WHAT THE TASK ASKS: Total the lines of the entries below that hold the string "lazy", then write only that total.

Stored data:
_ _ _ _ _
PR #1563, opened 2021-04-21
Use the British spelling of "Licence" for specific named licences in the API

alexwlchan:
For https://github.com/wellcomecollection/wellcomecollection.org/issues/6409

If you follow the URLs, you see these licences both use the British spelling.

### DIFF
--- a/common/internal_model/src/main/scala/weco/catalogue/internal_model/locations/License.scala
+++ b/common/internal_model/src/main/scala/weco/catalogue/internal_model/locations/License.scala
@@ -79,16 +79,14 @@ object License extends Enum[License] {
 
   case object OGL extends License {
     val id = "ogl"
-    val label =
-      "Open Government License"
+    val label = "Open Government Licence"
     val url =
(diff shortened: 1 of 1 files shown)


jamesgorrie (commented):
Is the rule docs use UK, and everything else US?

As we use this in quite a [few exposed places](https://github.com/wellcomecollection/catalogue/blob/30d7ab3a76d2e3f5d0b9333b867d10891f2963e9/api/api/src/main/scala/uk/ac/wellcome/platform/api/rest/WorksParams.scala#L64), including parameters for the API.

alexwlchan:
> Is the rule docs use UK, and everything else US?

I'm honestly not sure – Jenn opened a ticket (linked in the PR description) to correct some UK spellings on the site, but we have tended to use US spellings in most parts of the API.

I don't really want to start a discussion on the use of UK/US spelling in the API as a whole, just fix the names of these two specific licences, where we are unambiguously using proper names that are spelt incorrectly:

uk-gov-licence-large-banner

Screenshot 2021-04-21 at 19 16 51

kenoir (approved):

PR #1568, opened 2021-04-22
Expose copies on order as an item with a new LocationType in the catalogue API

alexwlchan:
This implements the rules described in https://github.com/wellcomecollection/platform/issues/5139

* If a bib has no items, but it has an order attached to the bib record with STATUS of `o` ("on order"), we create an item with LocationType `on-order` and label _"X copies ordered for Wellcome Collection on 20 April 2021"_
* If a bib has no items, but it has an associated order with STATUS of `a` ("fully paid") and a RDATE ("received date"), we create an item with LocationType `on-order` and label _"X copies awaiting cataloguing for Wellcome Collection"
* If a bib has any items, we ignore all the attached order records.

I haven't done too much planning for this patch – realistically it's only a few thousand items at most, so I just want to get _something_ into the API, and we can tweak it later if necessary.

I've run this code against the six examples @jtweed put in the original ticket, and it does the right thing for all of them. The only difference is that in Encore, one of them is labelled "Processing for the Asian Collections", whereas in this patch everything is "for Wellcome Collection".

Reviewers: @wellcomecollection/scala-devs for code, @jtweed to validate the approach.

### DIFF
--- a/pipeline/transformer/transformer_sierra/src/main/scala/uk/ac/wellcome/platform/transformer/sierra/SierraTransformer.scala
+++ b/pipeline/transformer/transformer_sierra/src/main/scala/uk/ac/wellcome/platform/transformer/sierra/SierraTransformer.scala
@@ -115,7 +115,7 @@ class SierraTransformer(sierraTransformable: SierraTransformable, version: Int)
       notes = SierraNotes(bibData),
       duration = SierraDuration(bibData),
       items =
-        SierraItemsOnOrder(bibId, itemDataMap, orderDataMap) ++
+        SierraItemsOnOrder(bibId, hasItems = hasItems, orderDataMap) ++
           SierraItems(itemDataMap)(bibId, bibData) ++
           SierraElectronicResources(bibId, varFields = bibData.varFields),
       holdings = SierraHoldings(bibId, holdingsDataMap)
@@ -128,6 +128,9 @@ class SierraTransformer(sierraTransformable: SierraTransformable, version: Int)
     ontologyType = "Work",
     value = bibId.withCheckDigit
   )
+
+  lazy val hasItems: Boolean =
+    sierraTransformable.itemRecords.nonEmpty
 
   lazy val itemDataMap: Map[SierraItemNumber, SierraItemData] =
     sierraTransformable.itemRecords
--- a/pipeline/transformer/transformer_sierra/src/main/scala/uk/ac/wellcome/platform/transformer/sierra/SierraTransformer.scala
+++ b/pipeline/transformer/transformer_sierra/src/main/scala/uk/ac/wellcome/platform/transformer/sierra/SierraTransformer.scala
@@ -116,7 +116,7 @@ class SierraTransformer(sierraTransformable: SierraTransformable, version: Int)
       duration = SierraDuration(bibData),
       items =
         SierraItemsOnOrder(bibId, hasItems = hasItems, orderDataMap) ++
-          SierraItems(itemDataMap)(bibId, bibData) ++
+          SierraItems(bibId, bibData, itemDataMap) ++
           SierraElectronicResources(bibId, varFields = bibData.varFields),
       holdings = SierraHoldings(bibId, holdingsDataMap)
     )
--- a/pipeline/transformer/transformer_sierra/src/main/scala/uk/ac/wellcome/platform/transformer/sierra/SierraTransformer.scala
+++ b/pipeline/transformer/transformer_sierra/src/main/scala/uk/ac/wellcome/platform/transformer/sierra/SierraTransformer.scala
@@ -114,8 +114,10 @@ class SierraTransformer(sierraTransformable: SierraTransformable, version: Int)
       edition = SierraEdition(bibData),
       notes = SierraNotes(bibData),
       duration = SierraDuration(bibData),
-      items = SierraItems(itemDataMap)(bibId, bibData) ++
-        SierraElectronicResources(bibId, varFields = bibData.varFields),
+      items =
+        SierraItemsOnOrder(bibId, itemDataMap, orderDataMap) ++
+          SierraItems(itemDataMap)(bibId, bibData) ++
+          SierraElectronicResources(bibId, varFields = bibData.varFields),
       holdings = SierraHoldings(bibId, holdingsDataMap)
     )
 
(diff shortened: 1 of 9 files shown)


kenoir (approved):

pipeline/transformer/transformer_sierra/src/main/scala/uk/ac/wellcome/platform/transformer/sierra/transformers/SierraItemsOnOrder.scala
```diff
@@ -0,0 +1,182 @@
...
+            )
+          )
+        )
+
+      // status 'a' = "Fully paid", RDATE = "when we actually received the thing"
+      //
+      // We create an item with a message like "Awaiting cataloguing for Wellcome Collection"
+      // We don't expose the received date publicly (in case an item has been in the queue
+      // for a long time) -- but we do expect it to be there for these records.
+      case (Some(status), _, Some(_), copies) if status == "a" =>
```
jamieparkinson, line 91: I know IntelliJ likes it to be like this if the variable would be unused but `Some(_)` is quite hard to understand, could it be either
```scala
case (Some(status), _, receivedDate, copes) if status == "a" && receivedDate.isDefined =>
```
or
```scala
case (Some(status), _, Some(receivedDate), copes) if status == "a" =>
```

pipeline/transformer/transformer_sierra/src/main/scala/uk/ac/wellcome/platform/transformer/sierra/transformers/SierraItemsOnOrder.scala
```diff
@@ -0,0 +1,182 @@
...
+                label = createAwaitingCataloguingMessage(copies)
+              )
+            )
+          )
+        )
+
+      // We're deliberately quite conservative here -- if we're not sure what an order
+      // means, we ignore it.  I don't know how many orders this will affect, and how many
+      // will be ignored because they're suppressed/there are other items.
+      case (Some(status), _, None, _) if status == "a" =>
```
jamieparkinson, line 107: ditto, `receivedDate @ None` perhaps

pipeline/transformer/transformer_sierra/src/main/scala/uk/ac/wellcome/platform/transformer/sierra/transformers/SierraItemsOnOrder.scala
```diff
@@ -0,0 +1,182 @@
...
+  * https://documentation.iii.com/sierrahelp/Default.htm#sril/sril_records_fixed_field_types_order.html%3FTocPath%3DSierra%2520Reference%7CHow%2520Innovative%2520Systems%2520Store%2520Information%7CFixed-length%2520Fields%7C_____11
+  *
+  */
+object SierraItemsOnOrder extends Logging {
+  def apply(
+    id: TypedSierraRecordNumber,
+    itemDataMap: Map[SierraItemNumber, SierraItemData],
+    orderDataMap: Map[SierraOrderNumber, SierraOrderData]
+  ): List[Item[IdState.Unidentifiable.type]] =
+    if (itemDataMap.isEmpty) {
```
jamieparkinson, line 50: I wonder if it would be clearer for this conditional to live at https://github.com/wellcomecollection/catalogue/pull/1568/files#diff-9f82908b0b203caf49a1bf7baed59891b25af2898e2ecbf6b215f1fa57c4f916R118 so we don't have to pass `itemDataMap` so opaquely when we don't really use it

pipeline/transformer/transformer_sierra/src/main/scala/uk/ac/wellcome/platform/transformer/sierra/SierraTransformer.scala
```diff
@@ -114,8 +114,10 @@ class SierraTransformer(sierraTransformable: SierraTransformable, version: Int)
       edition = SierraEdition(bibData),
       notes = SierraNotes(bibData),
       duration = SierraDuration(bibData),
-      items = SierraItems(itemDataMap)(bibId, bibData) ++
-        SierraElectronicResources(bibId, varFields = bibData.varFields),
+      items =
+        SierraItemsOnOrder(bibId, itemDataMap, orderDataMap) ++
+          SierraItems(itemDataMap)(bibId, bibData) ++
```
jamieparkinson, line 119: We should probably be consistent about whether these methods are curried

pipeline/transformer/transformer_sierra/src/test/scala/uk/ac/wellcome/platform/transformer/sierra/transformers/SierraTransformerTest.scala
```diff
@@ -992,6 +992,47 @@ class SierraTransformerTest
     }
   }
 
+  it("includes items based on the order records") {
```
jamieparkinson, line 995: Worth testing some invalid cases?

alexwlchan: Was there anything you think I've missed?

jamieparkinson: Ah hang on, github was helpfully hiding the "large diff" on the tests file 🙃

pipeline/transformer/transformer_sierra/src/main/scala/uk/ac/wellcome/platform/transformer/sierra/transformers/SierraItemsOnOrder.scala
alexwlchan: I've swapped it out for a `hasItems` boolean.

pipeline/transformer/transformer_sierra/src/main/scala/uk/ac/wellcome/platform/transformer/sierra/SierraTransformer.scala
alexwlchan: Fixed; I have no idea why SierraItems was being curried.

jtweed:
I think this needs revisited ever so slightly. Both the currently agreed messages in the OPAC (which are NOT the same as Encore) and the consensus in that Slack thread is that the number of copies should NOT be included in the message.

So this is fine overall, but the "X copies" should be dropped from the start of both messages.

alexwlchan:
> Both the currently agreed messages in the OPAC (which are NOT the same as Encore) and the consensus in that Slack thread is that the number of copies should NOT be included in the message.

Ah, oops. Will fix.

alexwlchan:
Tada: https://github.com/wellcomecollection/catalogue/pull/1569

PR #1573, opened 2021-04-23
Images query

harrisonpim:
Applies some of what we've learned about catalogue search to image search like language analysis, exact vs approximate spelling, prefix matching, etc. 

Because image search is a different domain and its users have different intentions, the lessons are applied to a slightly different set of fields, though the structure is almost exactly the same.

Follows https://github.com/wellcomecollection/catalogue/pull/1549
Linked to https://github.com/wellcomecollection/rank/pull/35
Closes https://github.com/wellcomecollection/rank/issues/33


jamesgorrie (approved):
Having the output here is really _really_ useful.

Amazing work!

harrisonpim:
> Having the output here is really really useful.

This got my brain whirring yesterday - was thinking about a future with `rank` and `api` in the same repo, and the ways that this kind of introspection and testing could be even smoother

jamesgorrie:
@harrisonpim that's definitely the plan.

Issue #1572, opened 2021-04-23
Extract api services to another repository


kenoir:
There are many services now being built in the catalogue repo, and the addition of stacks services increases that further.

To enable more easily working on services that make use of the display models, we will move those shared services to a new repository and consume the internal models published in the catalogue repo.

PR #1576, opened 2021-04-23
Consolidate things to be moved into catalogue_api

kenoir:
To facilitate https://github.com/wellcomecollection/catalogue/issues/1572 this change moves the snapshot generator into the api folder.

We will eventually do a filter-branch operation specifying that folder to retain git history.


api/common/catalogue_python_fixtures/fixtures/aws.py
```diff
@@ -0,0 +1,66 @@
+import boto3
```
kenoir, line 1: This is duplicated not moved as some of the adapters rely on this as well as the snapshot generator (and it didn't look complicated enough to extract and share).

jamesgorrie (approved):

PR #1580, opened 2021-04-26
Remove some unnecessary VPC endpoints

alexwlchan:
Running a dedicated VPC endpoint is only cheaper than using the managed NAT Gateway when you're pushing 200GB+ of traffic per month*.

Since we created these endpoints, we've substantially removed the amount of traffic:

* We don't use API Gateway in this VPC at all now
* Most of our logging is going to Kibana, not CloudWatch
* Rather than passing around the whole Work in SNS/SQS, we pass around individual IDs, which are much smaller

At peak, the Sierra adapter only pushes ~3GB a day, which is a far cry from the 200GB we'd need to make this work.

*NAT Gateway costs $0.045/GB, VPC endpoint is $0.01/hr + $0.01/GB Break-even point is when:

        $0.045/GB * X GB ≥ $0.01/hr * 24 hrs/day * 30 days + $0.01/GB * X GB
    =>  X >= $226.29

I happened to be staring at this code, and the obvious optimisation fell out.


jamesgorrie (approved):
💸

PR #1953, opened 2021-11-05
Add the ESTC identifier type to internal model

alexwlchan:
For https://github.com/wellcomecollection/platform/issues/5358

This should be merged before we make any transformer changes, so we can get it into the catalogue API – otherwise the catalogue API will be unable to decode works with ESTC identifiers, and will 500 whenever they appear in search results.

### DIFF
--- a/common/internal_model/src/main/scala/weco/catalogue/internal_model/identifiers/IdentifierType.scala
+++ b/common/internal_model/src/main/scala/weco/catalogue/internal_model/identifiers/IdentifierType.scala
@@ -126,7 +126,7 @@ object IdentifierType extends Enum[IdentifierType] {
     val label = "Fihrist Authority"
   }
 
-  // http://estc.bl.uk/
+  // http://estc.bl.uk/ / https://www.wikidata.org/wiki/Property:P3939
   case object ESTC extends IdentifierType {
     val id = "bl-estc-citation-no"
     val label = "British Library English Short Title Catalogue"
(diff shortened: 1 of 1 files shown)


jamesgorrie (commented):
Naming question is all

alexwlchan:
I don't see a naming question…?

common/internal_model/src/main/scala/weco/catalogue/internal_model/identifiers/IdentifierType.scala
```diff
@@ -125,4 +125,10 @@ object IdentifierType extends Enum[IdentifierType] {
     val id = "fihrist"
     val label = "Fihrist Authority"
   }
+
+  // http://estc.bl.uk/
+  case object ESTC extends IdentifierType {
+    val id = "bl-estc-citation-no"
```
jamesgorrie, line 131: Why `citation`? I don't see it mentioned in the spec, they seem to call them [ESTC IDs, or estc identification number](https://estc.ucr.edu/starhelp/basic_search.html)? `bl-estc`? Or is this something more specific in the spec?

jamesgorrie:
@alexwlchan not sure why it didn't submit with the review...

common/internal_model/src/main/scala/weco/catalogue/internal_model/identifiers/IdentifierType.scala
alexwlchan: This comes from Jonathan's initial issue; it does seem to used elsewhere: https://www.wikidata.org/wiki/Property:P3939

jamesgorrie: Lovely, I was just wondering if it was referring to something specific. The WikiData article is more descriptive, and provbably useful to us, might be worth linking through to that.

jamesgorrie (approved):

common/internal_model/src/main/scala/weco/catalogue/internal_model/identifiers/IdentifierType.scala
alexwlchan: Added it to the comment.

PR #1955, opened 2021-11-07
Consolidate and tidy up our typesafe builders

alexwlchan:
* Inline all uses of ElasticIndexerBuilder and ElasticSourceRetrieverBuilder, which weren't adding anything
* Create a TransformerMain trait to make the Main objects in the transformers consistent
* Create an IngestorMain trait to make the Main objects in the ingestors consistent
* Push the creation of the SQSStream and ActorSystem into the pipeline-storage typesafe builder, rather than repeat it everywhere


pipeline/ingestor/ingestor_common/src/main/scala/weco/pipeline/ingestor/common/IngestorMain.scala
```diff
@@ -0,0 +1,67 @@
...
+import weco.pipeline_storage.Indexable
+import weco.pipeline_storage.elastic.{ElasticIndexer, ElasticSourceRetriever}
+import weco.pipeline_storage.typesafe.PipelineStorageStreamBuilder
+import weco.typesafe.WellcomeTypesafeApp
+import weco.typesafe.config.builders.AkkaBuilder
+import weco.typesafe.config.builders.EnrichConfig._
+
+import scala.concurrent.ExecutionContext
+
+trait IngestorMain[In, Out] extends WellcomeTypesafeApp {
```
alicefuzier, line 17: why does this need to be a trait and not a class with a contructor? it doesn't look like we override the behaviour in its usages

alexwlchan: I think you want to extend this in the `Main` object, no? I'm not sure what this would look like with a class.

pipeline/transformer/transformer_common/src/main/scala/weco/pipeline/transformer/TransformerMain.scala
```diff
@@ -0,0 +1,70 @@
...
+import weco.pipeline_storage.elastic.{ElasticIndexer, ElasticSourceRetriever}
+import weco.pipeline_storage.typesafe.PipelineStorageStreamBuilder
+import weco.storage.typesafe.S3Builder
+import weco.typesafe.WellcomeTypesafeApp
+import weco.typesafe.config.builders.AkkaBuilder
+import weco.typesafe.config.builders.EnrichConfig._
+
+import scala.concurrent.ExecutionContext
+
+trait TransformerMain[Payload <: SourcePayload, SourceData]
```
alicefuzier, line 22: ditto as above. Is there a reson to prefer a trait over a class with injected parameters? Reason for me to prefer a class in this case where we don't override the behavipour is that if it's a final class we can test the class once and trust that its behaviour cannot change where it used. 
In the case of traits it can be changed so tests on the trait are not enough imo, you need to test each implementation too with a pattern like the test cases. 
Also, I think not having to follow overrides makes for much readable code, and ingle test on a final class are also much more redable than TestCases.

pipeline/ingestor/ingestor_common/src/main/scala/weco/pipeline/ingestor/common/IngestorMain.scala
alicefuzier: hmm I think you could avoid extending `WellcomeTypesafeApp` here and keep that duplicated and just have a class for everything else that is duplicated between the 2 ingestors no?
I think there is more to be gained avoiding too many overrides than by removing absolutely all code duplication, especially in a class that is actually never tested. It should be as readable as possible and overrides make everything harder to follow for me.

alicefuzier (approved):

PR #1963, opened 2021-11-11
Extract the colophon note in TEI works

alexwlchan:
For https://github.com/wellcomecollection/catalogue-pipeline/issues/1959 / https://github.com/wellcomecollection/platform/issues/5118


pipeline/transformer/transformer_tei/src/main/scala/weco/pipeline/transformer/tei/transformers/TeiNotes.scala
```diff
@@ -0,0 +1,35 @@
...
+    *       <sourceDesc>
+    *         <msDesc xml:lang="en" xml:id="MS_Arabic_1">
+    *           <msContents>
+    *             <colophon> <locus>F. 9v</locus> </colophon>
+    *
+    */
+  private def getColophon(value: NodeSeq): Seq[Note] =
+    (value \ "colophon")
+      .map { n =>
+        n.text.trim
```
alicefuzier, line 29: I _think_ that if you use `.text` you shouldn't get comments? Have you tried to see if that tests passes even without the strip comments function?

alexwlchan: Oh yeah, it totally does. My bad, fixed, thanks. 🙈

alicefuzier (approved):

PR #1964, opened 2021-11-11
Map reference numbers

harrisonpim:
- This is part of https://github.com/wellcomecollection/platform/issues/5333, but won't close it until the query has also been updated

This PR: 
- adds `data.referenceNumber` to the mapping
- adds a new `search.identifiers` field, and copies relevant identifiers into it, ready for querying

Adding the `search.identifiers` will allow us to simplify [the section of our query which matches identifiers](https://github.com/wellcomecollection/catalogue-api/blob/main/search/src/main/scala/weco/api/search/elasticsearch/WorksMultiMatcher.scala#L36-L56), rather than extending it even further


alexwlchan (approved):

harrisonpim:
@jamesgorrie pointed out that setting the `search.identifiers` field type as `keyword` could result in a long single keyword of all ids, rather than a list of separate keywords, which would make matching near impossible. I'm going to run some tests in the rank cluster when it's up and running, but might come back to change that `keyword` to `text` if james's hypothesis is correct.

PR #1965, opened 2021-11-11
Add the incipit/explicit notes on TEI works

alexwlchan:
For https://github.com/wellcomecollection/catalogue-pipeline/issues/1959 / https://github.com/wellcomecollection/platform/issues/5118

I've only been able to find examples of this note in an msItem, not in an msPart, so it just fetches the incipit/explicit from the items for now. (This probably isn't worth worrying about too much – if we find some other notes we want from msPart, we'll start running `TeiNotes` against msParts, and that will pull in these notes for us.)


common/internal_model/src/main/scala/weco/catalogue/internal_model/work/Note.scala
```diff
@@ -60,6 +60,9 @@ case object NoteType {
     NoteType(id = "references-note", label = "References note")
   val ColophonNote =
     NoteType(id = "colophon", label = "Colophon note")
+
+  val Incipit: NoteType = NoteType(id = "incipit", label = "Incipit")
```
alicefuzier, line 64: Sorry, that isn't very clear from the modeling document, but the proposal is to rename incipit to begins and explicit to ends. The idea is that those terms are more user friendly

alicefuzier (approved):
Just a comment on the name of the note, but otherwise looks good!

common/internal_model/src/main/scala/weco/catalogue/internal_model/work/Note.scala
alexwlchan: Interesting. I've changed it for now, but I'm not sure I agree – it seems like this is a technical term from the world of manuscripts that would be understood here (cf folio) – but we can change it later. I don't think it should hold up this PR.

alicefuzier: For what is worth, this is not my suggestion. According to Adrian (and Lara and Branwen) a lot of these latin terms used in manuscript description are very obscure to them too. Incipit /explicit might be well nown among manuscript researchers, but they are completely obscure to anyone else. Begins/ends has the advantage of being accessible to both manuscript researchers and other people. It doesn't lose anything and adds understanding to a wider range of people.
 Colophon is an exception apparently because it's a widely accepted term in the community and there is no easy way to describe this with another more widely known term.

PR #1971, opened 2021-11-15
Copy thumbnails to inner works in the TEI merger

alexwlchan:
For https://github.com/wellcomecollection/catalogue-pipeline/issues/1970

Plus making `thumbnail` a DigitalLocation rather than a Location – it was already, but now that's enforced by the type system.


common/internal_model/src/main/scala/weco/catalogue/internal_model/work/Work.scala
```diff
@@ -222,20 +216,6 @@ object WorkState {
     val relations = Relations.none
 
     override val modifiedTime: Instant = sourceModifiedTime
-
-    def internalWorksWith(version: Int): List[Work.Visible[Identified]] =
```
alexwlchan, line 226: I moved this into the merger because that's the only place it's used, and the next time we tweak it I don't want to cause a full rebuild of internal model.

pipeline/merger/src/main/scala/weco/pipeline/merger/services/Merger.scala
```diff
@@ -102,8 +103,11 @@ trait Merger extends MergerLogging {
           val remaining = sources.toSet -- redirectedSources
           val redirects = redirectedSources.map(redirectSourceToTarget(target))
           logResult(result, redirects.toList, remaining.toList)
-          val internalWorks = result.mergedTarget.state.internalWorksWith(
-            version = result.mergedTarget.version)
+
+          val internalWorks = result.mergedTarget.internalWorksWith(
+            thumbnail = result.mergedTarget.data.thumbnail,
```
alicefuzier, line 108: 🤦‍♀️  sorry, this is probably me forgetting it

alicefuzier (approved):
_ _ _ _ _
REPLY: 2